_WHAT TO DO_
Nothing but the lines below between the line holding "- to exchange" and the line holding "## Other change", inclusive, should appear in the answer, each set down exactly.

Records from a data source
PR #1510, opened 2022-02-24
Implemented onboarding flow progress indicator as per design

liamness:
## What does this change?

Fixes appearance. ~~Draft for now, checking I haven't broken anything in Chromatic.~~

## How to test

Testing via Storybook / Chromatic should be sufficient.

✨

### Mobile

image

### Tablet

image

### Desktop

image

## Accessibility

### DIFF
--- a/src/client/components/ConsentsSubHeader.tsx
+++ b/src/client/components/ConsentsSubHeader.tsx
@@ -165,6 +165,7 @@ const li = (index: number, status: PageStatus) => {
 
 const progressWrapper = css`
   padding: 0 ${CIRCLE_RADIUS}px;
+  overflow: hidden;
 `;
 
 const hiddenText = css`
--- a/src/client/components/ConsentsSubHeader.tsx
+++ b/src/client/components/ConsentsSubHeader.tsx
@@ -61,15 +61,15 @@ const ol = (active: number) => {
   return css`
     list-style: none;
     height: ${CIRCLE_DIAMETER}px;
-    margin: 14px 0 44px;
+    margin: 14px 0 40px;
     position: relative;
 
     ${from.tablet} {
-      margin: 18px 0 32px;
+      margin: 18px 0 28px;
     }
 
     ${from.desktop} {
-      margin: 26px 0 26px;
+      margin: 26px 0 22px;
     }
 
     &:before,
@@ -141,6 +141,8 @@ const li = (index: number, status: PageStatus) => {
       height: ${CIRCLE_DIAMETER}px;
       position: absolute;
       left: -${CIRCLE_RADIUS}px;
+      /* TODO: apply this to psuedo elements globally */
+      box-sizing: border-box;
       ${status === 'active' &&
       `
         background: ${neutral[100]};
--- a/src/client/components/ConsentsSubHeader.tsx
+++ b/src/client/components/ConsentsSubHeader.tsx
@@ -5,6 +5,7 @@ import {
   neutral,
   space,
   from,
+  until,
   textSans,
   headline,
 } from '@guardian/source-foundations';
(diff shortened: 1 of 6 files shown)


src/client/components/ConsentsSubHeader.tsx
```diff
@@ -40,224 +48,177 @@ const h1ResponsiveText = css`
...
+export const ConsentsSubHeader = ({ autoRow, title, current }: Props) => {
+  const active = current
+    ? (CONSENTS_PAGES_ARR as string[]).indexOf(current)
+    : 0;
+
+  const pageProgression = current && (
+    <div css={[progressWrapper, autoRow()]}>
+      <ol css={ol(active)}>
+        {CONSENTS_PAGES_ARR.map((page, index) => {
+          const status: PageStatus = (() => {
```
ob6160, line 188: thoughts on splitting out this unnamed function into a named one?

src/client/components/ConsentsSubHeader.tsx
```diff
@@ -40,224 +48,177 @@ const h1ResponsiveText = css`
...
+            if (index === active) {
+              return 'active';
+            }
+            if (index < active) {
+              return 'complete';
+            }
+            return 'pending';
+          })();
+          const screenReaderText = {
```
ob6160, line 197: is there a case for adding `pending` to this list?

src/client/components/ConsentsSubHeader.tsx
```diff
@@ -40,224 +48,177 @@ const h1ResponsiveText = css`
...
+            active: 'Current: ',
+            complete: 'Completed: ',
+          }[status as string];
+          return (
+            <li key={page} css={li(index, status)}>
+              <span>
+                {screenReaderText && (
+                  <span css={hiddenText}>{screenReaderText}</span>
```
ob6160, line 205: great work with the screen reader consideration!

ob6160 (approved):
this is great work, it's so hard to avoid a "hacky" solution to implementing designs like this within time constraints and I think this is entirely fit for purpose, so I've avoided commenting on the bulk of the styling implementation–I'm happy if it renders alright :) great work with the accessibility affordance too! it would be a great extra to have a demo in the description see/hear how it'd appear to a user who uses a screen reader

src/client/components/ConsentsSubHeader.tsx
```diff
@@ -40,224 +48,177 @@ const h1ResponsiveText = css`
...
+
+const progressWrapper = css`
+  padding: 0 ${CIRCLE_RADIUS}px;
+  overflow: hidden;
 `;
 
-const maxContentOverride = (isLastPage: boolean) => css`
-  width: ${isLastPage ? 'max-content' : 'initial'};
+const hiddenText = css`
+  display: none;
```
ob6160, line 176: just leaving as a note here – as discussed, this should probably be `visibility: hidden;` / using the Source visually hidden rules

src/client/components/ConsentsSubHeader.tsx
liamness: I was working from this example: https://www.w3.org/WAI/tutorials/forms/multi-page/

I think it should be implied from the order of the list items and the status of the preceding items?

src/client/components/ConsentsSubHeader.tsx
liamness: Have adjusted this now.

src/client/components/ConsentsSubHeader.tsx
liamness:
```diff
diff --git a/src/client/components/ConsentsSubHeader.tsx b/src/client/components/ConsentsSubHeader.tsx
index 9f882d95..8909b6be 100644
--- a/src/client/components/ConsentsSubHeader.tsx
+++ b/src/client/components/ConsentsSubHeader.tsx
@@ -177,6 +177,16 @@ const screenReaderTextStyles = css`
   ${visuallyHidden}
 `;
 
+const getPageStatus = (index: number, active: number): PageStatus => {
+  if (index === active) {
+    return 'active';
+  }
+  if (index < active) {
+    return 'complete';
+  }
+  return 'pending';
+};
+
 export const ConsentsSubHeader = ({ autoRow, title, current }: Props) => {
   const active = current
     ? (CONSENTS_PAGES_ARR as string[]).indexOf(current)
@@ -186,15 +196,7 @@ export const ConsentsSubHeader = ({ autoRow, title, current }: Props) => {
     <div css={[progressWrapper, autoRow()]}>
       <ol css={ol(active)}>
         {CONSENTS_PAGES_ARR.map((page, index) => {
-          const status: PageStatus = (() => {
-            if (index === active) {
-              return 'active';
-            }
-            if (index < active) {
-              return 'complete';
-            }
-            return 'pending';
-          })();
+          const status = getPageStatus(index, active);
           const screenReaderText = {
             active: 'Current: ',
             complete: 'Completed: ',
```

Something like this? I like IIFEs sometimes when I need to assign the result of something slightly complex, that can't just be a single line expression, but also isn't really used anywhere else so assigning a name to the function seems a bit redundant.

Nested ternaries could be a solution for this sort of thing, if Prettier formatted them in a way where they could be digested easily at a glance. But sadly that is not the case.

ob6160: yeah it's a tricky one as there are good arguments for both sides, having it as an iife helps when I'm reading code sometimes so I'm not constantly scrolling around. i'm cool with keeping it like it is here

src/client/components/ConsentsSubHeader.tsx
ob6160: That makes sense, that's a really helpful doc, thanks for linking

liamness:
[Onboarding flow redesign follow up](https://trello.com/c/ncPxVzLu/3810-onboarding-flow-redesign-follow-up)

PR #1511, opened 2022-02-24
Add invertOptOutConsent util 

vlbee:
## What does this change?

Adds a utility function to invert in both directions the boolean `consented` value of IDAPI opt out consents, eg. `profiling_optout`

First step to implement **option B** outlined below

This utility will be used [here](https://github.com/guardian/gateway/blob/main/src/server/lib/idapi/consents.ts) on [`update`](https://github.com/guardian/gateway/blob/964793dff8d47493ea9c1d06102ad54b8bbed4da/src/server/lib/idapi/consents.ts#L51) function and [`getUserConsentsForPage`](https://github.com/guardian/gateway/blob/964793dff8d47493ea9c1d06102ad54b8bbed4da/src/server/lib/idapi/consents.ts#L72) function

## Why?
The four legitimate interest opt out consents on the data model are being re-worded into opt ins from the user's perspective.
See [IDAPI PR 2079](https://github.com/guardian/identity/pull/2079)

This means we need to invert the boolean value of the consent on the client. There are two options where to do this: 

**Option A:** As close to the user as possible, when the value is displayed (eg, when the toggle switch is rendered)

* Tricky because Gateway uses uncontrolled form handling, so where data is passed into the component and where it is posted back is spread across different files. Modifying the data at the point of display is simple, but modifying it back before form submission would require clientside JS and potentially incorrectly capture user consents if JS is not enabled. CSS rendering of the toggle switch is also based on the form's input value so while it could be inverted here, it would only work for sighted users and be super hacky. 

**Option B:** As close to the API as possible, when data is fetched/posted to IDAPI

* Allows us to keep the inversion located in a single file so easier to document and test, but requires remodeling the Gateway consent as an optin. 

**EXISTING:**
| Consent ID | Value | User sees  | Client Input Value |
| ----------- | ----------- | ----------- | ----------- |
| `profiling_optout`   | `false`     | `I do NOT want`  | `false` - default |
| `profiling_optout`  | `true`       | `I do NOT want`      |`true`     |

**DESIRED:**
| Consent ID | Value | User sees  | Client Input Value |
| ----------- | ----------- | ----------- | ----------- |
| `profiling_optout`   | `false`     | `Allow`  | `true` - default |
| `profiling_optout`  | `true`       | `Allow`      | `false`     |

**PROPOSED SOLUTION:**
| Consent ID | IDAPI Value | Gateway ID | Server Value | User sees  | Client Input Value |
| ----------- | ----------- | ----------- | ----------- | ----------- | ----------- |
| `profiling_optout`   | `false`  | `profiling_optin`   | `true`     | `Allow`  | `true` - default |
| `profiling_optout`   | `true`  | `profiling_optin`  | `false`       | `Allow`      | `false`     |

## How to test

- [x] Unit test 

## Accessibility


src/server/lib/idapi/invertOptOutConsents.ts
```diff
@@ -0,0 +1,39 @@
...
+        } else {
+          return invertedConsent;
+        }
+      } else {
+        return consent;
+      }
+    });
+
+    return invertedConsents;
+  };
```
liamness, line 36: Use of the early return pattern could remove a significant amount of nesting here.

liamness: Here's what I mean (not tested):

```js
const invertConsents =
  (input: ConversionString, output: ConversionString) =>
  (pageConsents: Consent[]) => {
    const invertedConsents = pageConsents.map((consent) => {
      if (!consent.id.includes(input)) {
        return consent;
      }

      const invertedConsent = {
        id: consent.id.replace(input, output),
        description: consent.description,
        name: consent.name,
      } as Consent;

      if (!consent.hasOwnProperty('consented')) {
        return invertedConsent;
      }
      
      return {
        consented: !consent.consented,
        ...invertedConsent,
      } as Consent;
    });

    return invertedConsents;
  };
```

src/server/lib/idapi/invertOptOutConsents.ts
```diff
@@ -0,0 +1,29 @@
...
+ * See PR https://github.com/guardian/identity/pull/2079 for more details why this is needed.
+ * This is horrible but necessary due to business requirements because we cannot change
+ * the consent IDs "eg. Profiling_Optout" on the server data model or downstream integrations
+ */
+
+type ConversionString = '_optout' | '_optin';
+
+const invertConsents =
+  (input: ConversionString, output: ConversionString) =>
+  (pageConsents: Consent[]) => {
```
dominickendrick, line 13: A minor point, is it worth using curly braces and an explicit `return` here? I has to double check it was a function returning a function ...

vlbee:
I've just realised the outgoing payload is modelled on `UserConsent` not `Consent` so need to add a very similar second function

Is there a way to use TS generics to make this more dry? The `consented` property is optional on one not other.  
```
const invertUserConsents = (
  input: ConversionString,
  output: ConversionString,
) => {
  return (pageConsents: UserConsent[]) => {
    return pageConsents.map((consent) => {
      if (!consent.id.includes(input)) {
        return consent;
      }

      return {
        id: consent.id.replace(input, output),
        consented: !consent.consented,
      } as UserConsent;
    });
  };
};
```

dominickendrick:
> I've just realised the outgoing payload is modelled on `UserConsent` not `Consent` so need to add a very similar second function
> 
> Is there a way to use TS generics to make this more dry? The `consented` property is optional on one not other.
> 
> ```
> const invertUserConsents = (
>   input: ConversionString,
>   output: ConversionString,
> ) => {
>   return (pageConsents: UserConsent[]) => {
>     return pageConsents.map((consent) => {
>       if (!consent.id.includes(input)) {
>         return consent;
>       }
> 
>       return {
>         id: consent.id.replace(input, output),
>         consented: !consent.consented,
>       } as UserConsent;
>     });
>   };
> };
> ```
```
export interface Consent {
  id: string;
  name: string;
  description: string;
  consented?: boolean;
}

export interface UserConsent {
  id: string;
  consented: boolean;
}

type ConversionString = '_optout' | '_optin';

const invertUserConsents = <UserType extends UserConsent | Consent>(
  input: ConversionString,
  output: ConversionString,
): (pageConsents: UserType[]) => UserType[] => {
  return (pageConsents: UserType[]) => {
    return pageConsents.map((consent) => {
      if (!consent.id.includes(input)) {
        return consent;
      }

      return {
        id: consent.id.replace(input, output),
        consented: !consent.consented, 
      } as UserType;
    });
  };
};
```

https://www.typescriptlang.org/play?ssl=31&ssc=3&pln=1&pc=1#code/KYDwDg9gTgLgBASwHY2FAZgQwMbDgYQiQGdgU4BvAWACg5EATALjmJimQHMBuW+pTAFtgLNhyQ8+cBsGLYOYGAiKj2XXnTjYipFMAYB+FgCMIEADbBMSDQF9atUJFiI9GHHgCqpKIRJl4ak0EZlY1CQ16bX89UNMLKxtaexpaGABPMDw-ADc0YmUkAGVwzjgAXjgAcgB9CEUIAFcYKrgAH2q6xWQqjVpotlc82G80P10YYgq4AB5RqAAVTLxQVCQGKfnxgPaCHQCAPgAKKWQwZpZc-MKS8U4AGikmmHOYS6JhgqJbrkeaAEoWEcwJhOMBtihiCx5kssgBtAC6-wqBzgMOWiJRlCkUGAMEaUCQcGBoPB+0h0J8sOAiOR5VRQXo9Fx+MJcBBYIhkwAdIJMGAjkcBgE6QypEzEOhiQBCYUobkhBVIbDmRoyYhHM7Nf7IxkSpksglEuUwSL6lLig14o3YzT6xgsE0Khjc3FgcweTVIV73ODPV7-P72qLk1ChWWh7km-S+gD0sbg6SacCQwH0cBgEDgAHdoABrP3NHMAC0w8Ez0izCHLxbwcjImA4WeztdxiHgCCmjXWwHQyHT0st9FscEwmypyzNw-+Ztsdm4QA

coldlink (approved):

PR #1410, opened 2022-01-20
Okta | Sign In with Email and Password

coldlink:
## What does this change?

Replaces #638 with a cleaned up commit history and updated with existing Okta changes.

The same comments from that PR apply and have been addressed.

Each commit is mostly a clean change and should be possible to follow along that way.

The main focus of this PR is for users to sign in with email and password and set the Okta session cookie along with the IDAPI cookies.

In general the steps are sumarised as follows, assuming okta is enabled, this does not detail all technical requirements, just the main high level:

- User navigates to `/signin`
  - Check `EncryptedState` cookie for `signInRedirect` value
    - if `true` render the sign in page, as we've checked for an existing session
    - if `false` or `undefined` we need to check for an existing session 
      - Check for existing session by performing auth code flow by redirecting user to `/authorize`
      - Okta will redirect to callback endpoint `/oauth/authorization-code/callback`
        - if okta session exists, complete the auth code flow and refreshing identity cookies, redirect to original `returnUrl`
        - if no okta session, okta returns `login_required` error, intercept this
          - set the `EncryptedState` cookie for `signInRedirect` value to `true`
          - redirect to sign in, now that `signInRedirect` is `true`, the page will render
  - If sign in page shown
    - user enters email and password, makes request to gateway `POST /signin`
    - Use okta authenticate endpoint with the email and password `/api/v1/authn`
      - If email/password wrong, show `email or password was incorrect` error
      - If correct, okta returns a single use `sessionToken` which can be exchanged for an session cookie
        - to exchange this for a session cookie, we perform the auth code flow, pass the `sessionToken` to `/authorize` and redirect to okta `/authorize`
          - Okta will redirect to callback endpoint `/oauth/authorization-code/callback`
          - if all good, a session cookie will be set on okta domain, complete the auth code flow and refreshing identity cookies
          - redirect to original `returnUrl`

I've added a number of comments where appropriate to add reasoning to why things are in a particular way.

## Other change
I refactored the `crypto` library that we used to encrypt/decrypt the `EncryptedState` cookie (https://github.com/guardian/gateway/pull/1410/commits/45b202b8c896e58ade2cf970396c9a8bea127628). This removes the requirement of `getConfiguration` being needed by those methods, in turn meaning we're able to use the module outside of the server, specifically for cypress where we're now able to test and set the encrypted state from cypress tests (https://github.com/guardian/gateway/pull/1410/commits/72f12649e5ec4b830d93b2b7fc3f04eb85a7f43c).

#### Authentication API
[...]

PR #1512, opened 2022-02-25
Okta documentation | Sign in, Sign out, OAuth 2.0, and OpenID Connect

coldlink:
## What does this change?

Adds a whole bunch of documentation around OAuth 2.0, OpenId Connect, the sign in with email and password with Okta (much of which is a cleaned up version of this PR description: https://github.com/guardian/gateway/pull/1410), and sign out with Okta (RFC).

We also refactor the `performAuthorizationCodeFlow` method into it's own file as it was no longer just being used by the sign in flow.


dominickendrick (approved):
Great start for the documentation, I'm sure things will change over time, but its worth merging this so we have something to base future updates on!

PR #1513, opened 2022-02-28
Islets - Gateway Islands 🏝️

coldlink:
## Accessibility


coldlink:
This likely won't be merged in until after the release MVP3 of the Identity migration, at which point it will be safer to make architectural changes like this PR, and we'll have more time to work on this.

Until that point I'll keep this PR up to date with `main`, and start migrating functionality over in their own branches tracked against this PR.

mxdvl:
I know this was opened a while back, but I’ll still nominate this as one of May’s best PRs:

https://github.com/guardian/playground/issues/14

src/client/static/islet.ts
```diff
@@ -0,0 +1,140 @@
+import { createElement } from 'react';
+import { hydrate } from 'react-dom';
+
+/**
+ * use `whenIdle` to execute the given callback when the browser is 'idle'
+ *
+ * @param callback Fired when `requestIdleCallback` runs, when event loop is idle. If not executed within the `timeout`, the callback is added to the event loop. If `requestIdleCallback` is not supported, use `setTimeout` fallback.
+ */
+const whenIdle = (callback: () => void) => {
+  if ('requestIdleCallback' in window) {
```
liamness, line 10: I wonder if you could do `window.requestIdleCallback?.()`?

src/client/static/islet.ts
```diff
@@ -0,0 +1,140 @@
...
+        module[name](props);
+      }
+
+      element.setAttribute('data-gu-ready', 'true');
+    })
+    .catch((error) => {
+      if (name && error.message.includes(name)) {
+        console.error(
+          `🚨 Error importing ${name}. Components must live in the root of /components and follow the [MyComponent].importable.(m?)(j|t)s(x?) naming convention 🚨`,
+        );
```
liamness, line 88: Do we want these errors  and logs to appear in non-development / staging environments?

src/client/static/index.tsx
```diff
@@ -43,7 +64,27 @@ if (window.Cypress) {
...
+  if (params.has('useIslets')) {
+    console.log('init islets');
+    import('./islet').then(({ init }) => {
+      init();
+    });
+  } else {
+    import('./hydration').then(({ hydrateApp }) => {
+      hydrateApp(config);
+    });
+  }
```
liamness, line 89: I wonder if it would be best to load `./islet` and `./hydration` as part of the main bundle instead of loading them asynchronously using `import()`. I'm just concious that this would mean at least two bundles would need to be loaded and ran before the islet bundles are requested.

src/client/static/islet.ts
mxdvl: If you want logging in prod, I would recommend using `@guardian/libs`’s [logger](https://github.com/guardian/libs/tree/main/src/logger)

src/client/static/index.tsx
coldlink: That's not what's happening. It only loads the `./islet` or `./hydration` depending on the environment it's running in, i.e whether we should use islets, or whether we should hydrate the whole bundle (as what's happening now). Once Islets are live we won't have the need for the `./hydration` file, so can move the `./islet` into the `main` bundle then.

src/client/lib/isletStateStore.ts
```diff
@@ -0,0 +1,23 @@
+import create from 'zustand/vanilla';
+
+/**
+ * @name IsletState
+ * @description Add properties to this interface to share between Islet components.
+ */
+interface IsletState {
+  setIsletState: (state: Partial<IsletState>) => void;
```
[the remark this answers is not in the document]
coldlink: Updated the type to `Partial<Omit<IsletState, 'setIsletState'>>` so that it's not longer circular/recursive.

_SOLUTION TO THIS PROBLEM_
        - to exchange this for a session cookie, we perform the auth code flow, pass the `sessionToken` to `/authorize` and redirect to okta `/authorize`
          - Okta will redirect to callback endpoint `/oauth/authorization-code/callback`
          - if all good, a session cookie will be set on okta domain, complete the auth code flow and refreshing identity cookies
          - redirect to original `returnUrl`

I've added a number of comments where appropriate to add reasoning to why things are in a particular way.

## Other change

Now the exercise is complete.